WHAT TO DO:
Across the whole listing, copy out every line that includes the string "testConnection".

PROVIDED ENTRIES:
PR #15395, opened 2021-03-15
Fix RouteBuilder::plugin() not forwarding namePrefix option

### LINKED ISSUE #15394: _namePrefix not working in \Cake\Routing\RouteBuilder::plugin
This is a (multiple allowed):
* [x] bug

* CakePHP Version: 4.2.4.
* Platform and Target: Ubuntu Linux 18.04, PHP 7.2.

### What you did
I've set up a plugin with a namePrefix for its routes.

```php
// my Plugin class
class Plugin extends BasePlugin
{
    public function routes(RouteBuilder $routes): void
    {
        $config = [
            'path' => '/sadmin',
            '_namePrefix' => 'sadmin.',
        ];

        $routes->plugin('SuperAdmin', $config, function (RouteBuilder $builder) {
            $builder->connect('/', 'Clientes::index', ['_name' => 'home']);
            $builder->fallbacks();
        });

        parent::routes($routes);
    }
}
```

### What happened
The route is registered with the _name "home" without the prefix.

The route should be named as "sadmin.home"

I've been looking into the code and I think the issue is on the `\Cake\Routing\RouteBuilder::plugin()` method, as it's ignoring any options key other than `"path"`:

```php
// \Cake\Routing\RouteBuilder class
    public function plugin(string $name, $options = [], $callback = null)
    {
        if (!is_array($options)) {
            $callback = $options;
            $options = [];
        }

        $params = ['plugin' => $name] + $this->_params;
        $path = $options['path'] ?? '/' . Inflector::dasherize($name);
        $this->scope($path, $params, $callback);

        return $this;
    }
```
As you can see, `$options` is not passed nor merged into `scope()` method, instead only the `"path"` key is taken.
I found this bug some time ago, in cakephp 3.x, I was almost sure I'd reported it then, but it turns out that I didn't, I'd just used the scope method directly, avoiding the use of `plugin()`.

markstory:
I also improved the API docs for plugin() and scope() to be clearer on the supported options.

Fixes #15394

### DIFF
--- a/src/Routing/RouteBuilder.php
+++ b/src/Routing/RouteBuilder.php
@@ -868,8 +868,14 @@ class RouteBuilder
      * Routes connected in the scoped collection will have the correct path segment
      * prepended, and have a matching plugin routing key set.
      *
+     * ### Options
+     *
+     * - `path` The path prefix to use. Defaults to `Inflector::dasherize($name)`.
+     * - `_namePrefix` Set a prefix used for named routes. The prefix is prepended to the
+     *   name of any route created in a scope callback.
+     *
      * @param string $name The plugin name to build routes for
-     * @param array|callable $options Either the options to use, or a callback
+     * @param array|callable $options Either the options to use, or a callback to build routes.
      * @param callable|null $callback The callback to invoke that builds the plugin routes
      *   Only required when $options is defined.
      * @return $this
@@ -881,8 +887,9 @@ class RouteBuilder
             $options = [];
         }
 
-        $params = ['plugin' => $name] + $this->_params;
         $path = $options['path'] ?? '/' . Inflector::dasherize($name);
+        unset($options['path']);
+        $params = ['plugin' => $name] + $options + $this->_params;
         $this->scope($path, $params, $callback);
 
         return $this;
@@ -894,6 +901,11 @@ class RouteBuilder
      * Scopes created with this method will inherit the properties of the scope they are
      * added to. This means that both the current path and parameters will be appended
      * to the supplied parameters.
+     *
+     * ### Special Keys in $params
+     *
+     * - `_namePrefix` Set a prefix used for named routes. The prefix is prepended to the
+     *   name of any route created in a scope callback.
      *
      * @param string $path The path to create a scope for.
      * @param array|callable $params Either the parameters to add to routes, or a callback.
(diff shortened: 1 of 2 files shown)


othercorey:
Looks good. Do we need to backport to 3.x?

src/Routing/RouteBuilder.php
```diff
@@ -881,8 +887,9 @@ public function plugin(string $name, $options = [], $callback = null)
             $options = [];
         }
 
-        $params = ['plugin' => $name] + $this->_params;
         $path = $options['path'] ?? '/' . Inflector::dasherize($name);
+        unset($options['path']);
+        $params = ['plugin' => $name] + $options + $this->_params;
```
ADmad, line 892: This mixing of options and params is confusing and doesn't make for very readable code. The constructor has two separate arguments for params and options while for thos method now both seem to be clubbed together.

We should better document which keys options and params can contain and if possible avoid such clubbing. 

Also there's inconsistent in key naming. For e.g. for the constructor's options `namePrefix` doesn't have a underscore prefix while at other places it does.

markstory: > We should better document which keys options and params can contain and if possible avoid such clubbing.

I considered copying over only the relevant keys but I got lazy. I can get unlazy if being explicit is important here.

> Also there's inconsistent in key naming. For e.g. for the constructor's options namePrefix doesn't have a underscore prefix while at other places it does.

`RouteBuilder::scope()` also uses `_namePrefix`. I'm pretty sure that option has an `_` because it was added in a minor release and we didn't want to shadow userland route keys.

ADmad: I pushed a commit to remove unneeded additional local var and array merging :slightly_smiling_face:.

Regarding the `$options` vs `$params` inconsistency/confusion; `plugin()`, `prefix()` are quite similar convenience wrappers for `scope()` which just preset certain values. Yet for `plugin()` the 2nd arg is called `$options` while for `prefix()` it's `$params` (which matches `scope()` when both args can have pretty much the same keys.

ADmad (approved):

src/Routing/RouteBuilder.php
ADmad: That said I guess we can live we the current argument names.

PR #15396, opened 2021-03-15
Use new braced route element placeholders in resource paths.

ADmad:

### DIFF
--- a/src/Routing/RouteBuilder.php
+++ b/src/Routing/RouteBuilder.php
@@ -56,9 +56,9 @@ class RouteBuilder
     protected static $_resourceMap = [
         'index' => ['action' => 'index', 'method' => 'GET', 'path' => ''],
         'create' => ['action' => 'add', 'method' => 'POST', 'path' => ''],
-        'view' => ['action' => 'view', 'method' => 'GET', 'path' => ':id'],
-        'update' => ['action' => 'edit', 'method' => ['PUT', 'PATCH'], 'path' => ':id'],
-        'delete' => ['action' => 'delete', 'method' => 'DELETE', 'path' => ':id'],
+        'view' => ['action' => 'view', 'method' => 'GET', 'path' => '{id}'],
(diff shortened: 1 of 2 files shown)


src/Routing/RouteBuilder.php
```diff
@@ -215,6 +215,11 @@ public function addExtensions($extensions)
      */
     public function path(): string
     {
+        $routeKey = strpos($this->_path, '{');
+        if ($routeKey !== false && strpos($this->_path, '}') !== false) {
```
othercorey, line 219: Shouldn't this look for `}` after `{`?

ADmad: That's what's it's doing.

othercorey: I mean after the position in the string.

ADmad: Ah, ideally yes. I copied the check from another place in the routing code. Guess I can update all, though if one has a closing brace before an opening brace then their route template is most likely messed up.

othercorey: Up to you if you want to throw a validation error if } is before {.

ADmad: I don't think such a check is necessary. A broken route would be indication enough. Being over zealous in handling dev error didn't go too well last time we tried :wink:.

src/Routing/RouteBuilder.php
```diff
@@ -421,7 +426,7 @@ public function resources(string $name, $options = [], $callback = null)
 
         if ($callback !== null) {
             $idName = Inflector::singularize(Inflector::underscore($name)) . '_id';
-            $path = '/' . $options['path'] . '/:' . $idName;
+            $path = '/' . $options['path'] . '/{' . $idName . '}';
```
garas, line 429: 4 concatenations is bit too much, better `sprintf`

ADmad: The total line length is quite reasonable and it's still easy enough to grok what's being done :).

PR #15403, opened 2021-03-19
Don't use strlen() when we just need to check if string is empty or not.

ADmad:

### DIFF
--- a/src/Mailer/Message.php
+++ b/src/Mailer/Message.php
@@ -1610,7 +1610,7 @@ class Message implements JsonSerializable, Serializable
      */
     protected function wrap(?string $message = null, int $wrapLength = self::LINE_LENGTH_MUST): array
     {
-        if ($message === null || strlen($message) === 0) {
+        if ($message === null || $message === '') {
             return [''];
         }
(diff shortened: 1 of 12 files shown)


src/Mailer/Message.php
```diff
@@ -1610,7 +1610,7 @@ protected function encodeString(string $text, string $charset): string
      */
     protected function wrap(?string $message = null, int $wrapLength = self::LINE_LENGTH_MUST): array
     {
-        if ($message === null || strlen($message) === 0) {
+        if ($message === null || $message === '') {
```
othercorey, line 1613:
```suggestion
        if (empty($message)) {
```

markstory: I would be careful with empty() as it also eats '0'.

othercorey: True, but $message is `string|null`. But was just a suggestion.

ADmad: So it can be string `0`, empty() gobble that up.

othercorey: Sorry I missed it was a string lol.

Issue #15308, opened 2021-01-28
4.next - Separate schema and data for test fixtures


markstory:
This is a (multiple allowed):

* [ ] bug
* [ ] enhancement
* [x] feature-discussion (RFC)

Maintaining and improving the current fixture system is challenging as it is complex has many hidden features and relies on deprecated PHPUnit APIs. 

## Problems

* The various ways we currently manage schema results in even more complexity as handling constraints requires workarounds and hacks.
* We rely on deprecated PHPUnit APIs which will be removed. Potentially in PHPUnit 10.
* The replacement APIs in PHPUnit are not suitable for our use case.

As there are a few orthogonal problems we could address them separately, but addressing them together could unlock a better developer experience.

### Integration with PHPUnit

Currently the test suite uses `PHPUnit\Framework\TestListener` to listen for tests being started. The test suite and test case start events are used to create schema and populate records before a test is run. This interface is deprecated, and [extensions are recommended instead](https://phpunit.readthedocs.io/en/9.5/extending-phpunit.html#extending-the-testrunner). Unfortunately, extensions do not have access to the testsuite or the test case objects. While they do have access to the class and method names, this data is not ideal and limits any future fixture APIs to being static.

We have had reasonable success using traits that leverage the `@before` annotation to do setup work. Another potential approach is to use the `TestCase::setUp()` to collaborate with shared global that wraps the database 'state'.

### Managing Schema

Currently the test suite drops and manages schema at the table level. As fixtures are loaded/used tables are created. At the end of the test run all tables are dropped. This incurs some overhead as we need to track which tables have been created, and whether the table needs to be dropped before it is created. Compounding this complexity is the variety of ways we allow developers to define schema:

1. As abstract schema in fixture classes via the `$schema` property. This form is not the actual schema, but an abstract representation, that can be leaky or incorrect. Having schema in fixtures, creates complexity for developers, as there is another place to manage schema as it changes.
2. As an 'import' from a table or a model. Using the reflection API's schema is read and then reverse engineered back into SQL. This conversion can be lossy or inaccurate.
3. As an unmanaged table that does not import or generate a schema but does truncate table rows.

These various schema generation approaches require us to have a comprehensive schema generation library in CakePHP adding complexity to the database abstractions.

### Managing Schema

There are several potential options when it comes to schema management.

[...]

PR #15404, opened 2021-03-21
4.next Start data only fixtures

markstory:
These changes rough in the PHPUnit extension, and transaction based state manager. The state manager will be swappable via the PHPUnit configuration file. More complex implementations will require complicated PHPUnit configuration.

This is part of #15308

### DIFF
--- a/src/TestSuite/Fixture/TransactionStrategy.php
+++ b/src/TestSuite/Fixture/TransactionStrategy.php
@@ -16,7 +16,9 @@ declare(strict_types=1);
  */
 namespace Cake\TestSuite\Fixture;
 
+use Cake\Database\Connection;
 use Cake\Datasource\ConnectionManager;
+use RuntimeException;
 
 /**
  * Fixture state strategy that wraps tests in transactions
@@ -69,11 +71,17 @@ class TransactionStrategy
         foreach ($map as $testConnection => $normal) {
             ConnectionManager::alias($testConnection, $normal);
             $connection = ConnectionManager::get($normal);
-            if (method_exists($connection, 'enableSavePoints') && !$connection->enableSavePoints(true)) {
-                throw new RuntimeException("Could not enable save points for the `{$normal}` connection. Your database needs to support savepoints in order to use the TransactionStrategy for fixtures.");
-            }
-            if ($enableLogging) {
-                $connection->enableQueryLogging(true);
+            if ($connection instanceof Connection) {
+                if (!$connection->enableSavePoints(true)) {
+                    throw new RuntimeException(
+                        "Could not enable save points for the `{$normal}` connection. " .
+                            'Your database needs to support savepoints in order to use the ' .
+                            'TransactionStrategy for fixtures.'
+                    );
+                }
+                if ($enableLogging) {
+                    $connection->enableQueryLogging(true);
+                }
             }
         }
     }
@@ -91,7 +99,7 @@ class TransactionStrategy
                 continue;
             }
             $db = ConnectionManager::get($connection);
-            if (method_exists($db, 'begin')) {
+            if ($db instanceof Connection) {
                 $db->begin();
                 $db->createSavePoint('__fixtures__');
             }
@@ -115,7 +123,7 @@ class TransactionStrategy
                 continue;
             }
             $db = ConnectionManager::get($connection);
-            if (method_exists($db, 'rollback')) {
+            if ($db instanceof Connection) {
                 $db->rollback(true);
             }
         }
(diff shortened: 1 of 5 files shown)


src/TestSuite/Fixture/TransactionStrategy.php
```diff
@@ -0,0 +1,131 @@
...
+    /**
+     * Before each test start a transaction.
+     *
+     * @return void
+     */
+    public function beforeTest(): void
+    {
+        $connections = ConnectionManager::configured();
+        foreach ($connections as $connection) {
+            if (strpos($connection, 'test') === false) {
```
othercorey, line 98:
```suggestion
            if (strpos($connection, 'test') !== 0) {
```

src/TestSuite/Fixture/TransactionStrategy.php
```diff
@@ -0,0 +1,131 @@
...
+                continue;
+            }
+            $db = ConnectionManager::get($connection);
+            if ($db instanceof Connection) {
```
othercorey, line 102: What is the official support/expectation for non-Connection connections when using a transaction strategy? Are we just creating a save point on possible connection and all others are on their own? Or should we fail?

markstory: :thinking: that's a good question. Failing makes it really hard to have an application that uses both DB fixtures and elasticsearch as an example. This state manager is unfit for elasticsearch, and I haven't really thought through how it could be adapted yet.

With little thought applied each 'kind' of data store could have its own state manager that focuses on resetting their state (transactions for SQL db, truncation for ES). The extension could call each statemanager in a loop. Or perhaps plugins like elasticseach provide their own phpunit extensions to enable fixtures?

src/TestSuite/Fixture/TransactionStrategy.php
```diff
@@ -0,0 +1,131 @@
...
+                $map[$connection] = substr($connection, 5);
+            } else {
+                $map['test_' . $connection] = $connection;
+            }
+        }
+        foreach ($map as $testConnection => $normal) {
+            ConnectionManager::alias($testConnection, $normal);
+            $connection = ConnectionManager::get($normal);
+            if ($connection instanceof Connection) {
+                if (!$connection->enableSavePoints(true)) {
```
othercorey, line 75:
```suggestion
                if (!$connection->enableSavePoints()) {
```
I prefer to leave out unnecessary parameters for clearer code.

src/TestSuite/Fixture/TransactionStrategy.php
```diff
@@ -0,0 +1,131 @@
...
+                    throw new RuntimeException(
+                        "Could not enable save points for the `{$normal}` connection. " .
+                            'Your database needs to support savepoints in order to use the ' .
+                            'TransactionStrategy for fixtures.'
+                    );
+                }
+                if ($enableLogging) {
+                    $connection->enableQueryLogging(true);
```
othercorey, line 83:
```suggestion
                    $connection->enableQueryLogging();
```
Same here.

src/TestSuite/Fixture/TransactionStrategy.php
```diff
@@ -0,0 +1,131 @@
...
+     * operations we should end up at a transaction depth of 0
+     * and we will rollback the root transaction started in beforeTest()
+     *
+     * @return void
+     */
+    public function afterTest(): void
+    {
+        $connections = ConnectionManager::configured();
+        foreach ($connections as $connection) {
+            if (strpos($connection, 'test') === false) {
```
othercorey, line 122:
```suggestion
            if (strpos($connection, 'test') !== 0) {
```
Sorry, I missed this one earlier. For context, this checks if it starts with test which is how we define test-specific connections.

src/TestSuite/Fixture/TransactionStrategy.php
```diff
@@ -0,0 +1,131 @@
...
+                continue;
+            }
+            $db = ConnectionManager::get($connection);
+            if ($db instanceof Connection) {
+                $db->rollback(true);
```
othercorey, line 127: I'm not very familiar with save points, but why do we create them if we are rolling back to beginning here?

markstory: Application code could be using transactions as well. Using savepoints lets you have 'nested' transactions that can be rolled back in case of an error or constraint violation.

We want to roll everything back at the end of the test so that the database is 'clean' once again. With a transaction based 'state management' fixture records and rows modified during the test would all occur within a transaction. By rolling back at the end we can 'reset' the database without having to figure out which tables need to be truncated.

othercorey: I see. I think I'm just confused by we need the `__fixtures__` save point. Perhaps this code is too early to understand that workflow.

markstory: We might not, I'm still figuring things out as well.

PR #15405, opened 2021-03-21
Fix BufferedIterator not yielding full results

### LINKED ISSUE #15341: BufferedIterator::firstMatch not able to find elements
This is a (multiple allowed):

* [x] bug
* [ ] enhancement

* CakePHP Version: 3.x/4.x (dcbf2095a61b87270b6a5baa11aef26a39f2bba2)
* Platform and Target: LAMP

### What you did
```
    public function testBufferedIterator() {
        $data = [['myField' => '1'], ['myField' => '2'], ['myField' => '3']];
        $buffered = (new \Cake\Collection\Collection($data))->buffered();
        // $buffered->count();
        debug($buffered->firstMatch(['myField' => '1']));
        debug($buffered->firstMatch(['myField' => '2']));
        debug($buffered->firstMatch(['myField' => '3']));
    }
```

### What happened
```
BufferedIteratorTest.php (line 42)
########## DEBUG ##########
[
  'myField' => '1'
]
###########################
BufferedIteratorTest.php (line 43)
########## DEBUG ##########
[
  'myField' => '2'
]
###########################
BufferedIteratorTest.php (line 44)
########## DEBUG ##########
null
###########################
```

Third item should be found.

After adding a `$buffered->count()` the issue goes away, so something is likely off with the index.

markstory:
When a Collection\BufferedIterator is partially iterated, rewound and then iterated again it would not yield complete data as the inner iterator would be advanced while buffered data was being yielded.

Fixes #15341

### DIFF
--- a/src/Collection/Iterator/BufferedIterator.php
+++ b/src/Collection/Iterator/BufferedIterator.php
@@ -159,6 +159,10 @@ class BufferedIterator extends Collection implements Countable, Serializable
     {
         $this->_index++;
 
+        // Don't move inner iterator if we have more buffer
+        if ($this->_buffer->offsetExists($this->_index)) {
+            return;
+        }
         if (!$this->_finished) {
             parent::next();
         }
--- a/tests/TestCase/Collection/CollectionTest.php
+++ b/tests/TestCase/Collection/CollectionTest.php
@@ -553,7 +553,7 @@ class CollectionTest extends TestCase
     {
         $collection = new Collection($items);
         $callback = function ($e) {
-            return $e['a']['b']['c'] * - 1;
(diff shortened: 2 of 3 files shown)


src/Collection/Iterator/BufferedIterator.php
```diff
@@ -117,6 +117,9 @@ public function rewind(): void
         }
 
         $this->_index = 0;
+        // Reset the wrapped iterator so if it was partially
+        // iterated before it can be resumed.
+        // parent::rewind();
```
othercorey, line 122: Is this supposed to be here?

markstory: Nope, I'll clean that up.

SOLUTION TO THE EXERCISE:
         foreach ($map as $testConnection => $normal) {
             ConnectionManager::alias($testConnection, $normal);
+        foreach ($map as $testConnection => $normal) {
+            ConnectionManager::alias($testConnection, $normal);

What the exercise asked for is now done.